* first post: http://blogs.intellique.com/tech/2010/12/22#dedupe
* detailed setup and benchmark results: http://blogs.intellique.com/tech/2011/01/03#dedupe-config
After more than 9 months running lessfs, I recommend it.
Really good paper which describes in detail how the deduplication works.
- Can dedup be integrated into the VFS layer, like unionfs is shooting for, or does it have be integrated with the underlying filesystem.
- Is online dedup possible, and does the answer change when running SSD.
- What's the best granularity (block-level? inode-level? block extent-level?) and how badly can it randomize the i/o. I imagine one would have to do a lot of real-world benchmarking to find this out.
- Are there possible privacy issues (i.e. finding through i/o patterns whether someone else has a given block or file stored) and how to deal with them
I don't think it would be useful, I'm just interested in the level of "standard" data duplication.
"I was just toying around with a simple userspace app to see exactly how much I would save if I did dedup on my normal system, and with 107 gigabytes in use, I'd save 300 megabytes."

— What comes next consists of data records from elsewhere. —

PR #7417, opened 2021-11-23
Fix #7415 System.Net.Sockets.Socket.Receive code example does not work.

### LINKED ISSUE #7415: Socket.Receive code example does not work
`System.Net.Sockets.Socket` class, `Receive` method document (https://docs.microsoft.com/en-us/dotnet/api/system.net.sockets.socket.receive):

> Examples
> 
> The following code example specifies a data buffer, an offset, a size, and a socket flag before receiving data on a connected Socket.
> 
> ```cs
> // Displays sending with a connected socket
> // using the overload that takes a buffer, offset, message size, and socket flags.
> public static int SendReceiveTest4(Socket server)
> {
>     byte[] msg = Encoding.UTF8.GetBytes("This is a test");
>     byte[] bytes = new byte[256];
>     try
>     {
>         // Blocks until send returns.
>         int byteCount = server.Send(msg, 0, msg.Length, SocketFlags.None);
>         Console.WriteLine("Sent {0} bytes.", byteCount);
> 
>         // Get reply from the server.
>         byteCount = server.Receive(bytes, 0, server.Available,
>                                    SocketFlags.None);
> 
>         if (byteCount > 0)
>             Console.WriteLine(Encoding.UTF8.GetString(bytes));
>     }
>     catch (SocketException e)
>     {
>         Console.WriteLine("{0} Error code: {1}.", e.Message, e.ErrorCode);
>         return (e.ErrorCode);
>     }
>     return 0;
> }
> ```

This code example (located in [samples/snippets/csharp/VS_Snippets_Remoting/Socket_Sync_Send_Receive/CS/source.cs](https://github.com/dotnet/dotnet-api-docs/blob/main/samples/snippets/csharp/VS_Snippets_Remoting/Socket_Sync_Send_Receive/CS/source.cs)) does not work. The problem is:

```cs
>         byteCount = server.Receive(bytes, 0, server.Available,
>                                    SocketFlags.None);
```

Here `server.Available` is 0 initially, and it causes `server.Receive` not write anything to the buffer array `bytes`, and return 0. We have to wait until the data receiving is done, then `server.Available` will return the expected number.

The right example to use this `Receive` method should be:

```cs
public static int SendReceiveTest4(Socket server)
{
    try
    {
        byte[] msg = Encoding.UTF8.GetBytes("This is a test");
        // Blocks until send returns.
        int sentTotalLength = server.Send(msg, 0, msg.Length, SocketFlags.None);
        Console.WriteLine("Sent {0} bytes.", sentTotalLength);

        const int bufferLength = 256;
        byte[] received = new byte[bufferLength];
        int receivedTotalLength = 0;
        // Get reply from the server.
        while (true)
        {
            int receivedLength = server.Receive(received, receivedTotalLength, bufferLength, SocketFlags.None);
            if (receivedLength == 0)
            {
                break;
            }

            receivedTotalLength += receivedLength;
            Array.Resize(ref received, receivedTotalLength + bufferLength);
        }

        if (receivedTotalLength > 0)
            Console.WriteLine(Encoding.UTF8.GetString(received, 0, receivedTotalLength));
    }
    catch (SocketException e)
    {
        Console.WriteLine("{0} Error code: {1}.", e.Message, e.ErrorCode);
        return (e.ErrorCode);
    }
    return 0;
}
```

Dixin:
## Summary

Fix `System.Net.Sockets.Socket` class's `Receive` method code example (https://docs.microsoft.com/en-us/dotnet/api/system.net.sockets.socket.receive).

The original example does not work because it uses `Socket.Available`, which is 0 initially. You have to wait until the data is received, then `Socket.Available` will be the correct value.

Fixes #7415


samples/snippets/csharp/VS_Snippets_Remoting/Socket_Sync_Send_Receive/CS/source.cs
```diff
@@ -123,20 +123,31 @@ public static int SendReceiveTest3(Socket server)
...
+            const int bufferLength = 256;
+            byte[] received = new byte[bufferLength];
+            int receivedTotalLength = 0;
             // Get reply from the server.
-            byteCount = server.Receive(bytes, 0, server.Available,
-                                       SocketFlags.None);
+            while (true)
+            {
+                int receivedLength = server.Receive(received, receivedTotalLength, bufferLength, SocketFlags.None);
+                if (receivedLength == 0)
```
antonfirsov, line 140: This will keep draining data and resizing the `received` array until the other endpoint closes it's socket, which is not clear from the code. This example now differs from the rest of the samples which intend to demonstrate a single call without deeper context on how do the peers cooperate.

Note that there is also `SendReceiveTest3`, which suffers from the same issue, but can't be refactored in the same way, considering the way it's being used in the `main` method.

Can't we instead change the sample in the following way?

```diff
- byteCount = server.Receive(bytes, 0, server.Available, SocketFlags.None);
+ byteCount = server.Receive(bytes, 0, bytes.Length, SocketFlags.None);
```

Dixin: > Can't we instead change the sample in the following way?

Yes, `bytes.Length` will work.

It's a relatively small amount. Then again - you're storing 300MB of exactly the same blocks of data... Unless they're manual backup files, this looks like a big waste to me.
I then decided to disable the dedup, because it comes at a cost - the checksum data (which would mostly be living on the SSD read cache I had attached) was occupying about 3 times the monetary worth of SSD storage space than the monetary worth of conventional disk space that the duplicate data was occupying.
I noticed that the opendedup site (linked from the article) claims a much lower volume of checksum data, relative to number of files; perhaps an order of magnitude less than I observed with ZFS, but they seem achieve that by using a fixed 128KB block size, which brings along its own waste. (ZFS uses variable block size.) I haven't actually done the numbers here but I wouldn't be at all surprised to find that for my data, the 128KB block size would be costing as much disk space as what dedup was saving me. (YMMV, of course.)
I'm puzzled why people in general aren't more worried about data corruption due to hash collision.....
I would recommend using zfs-fuse. You don't have the FUSE->File on a filesystem->Hard disk indirection (thus more speed). And additionaly you get all the cool ZFS features! If you need even more speed there is a ZFS kernel module for linux and a dedup patch for btrfs. I don't think those are production ready though.
I wonder if there is a way to improve on that?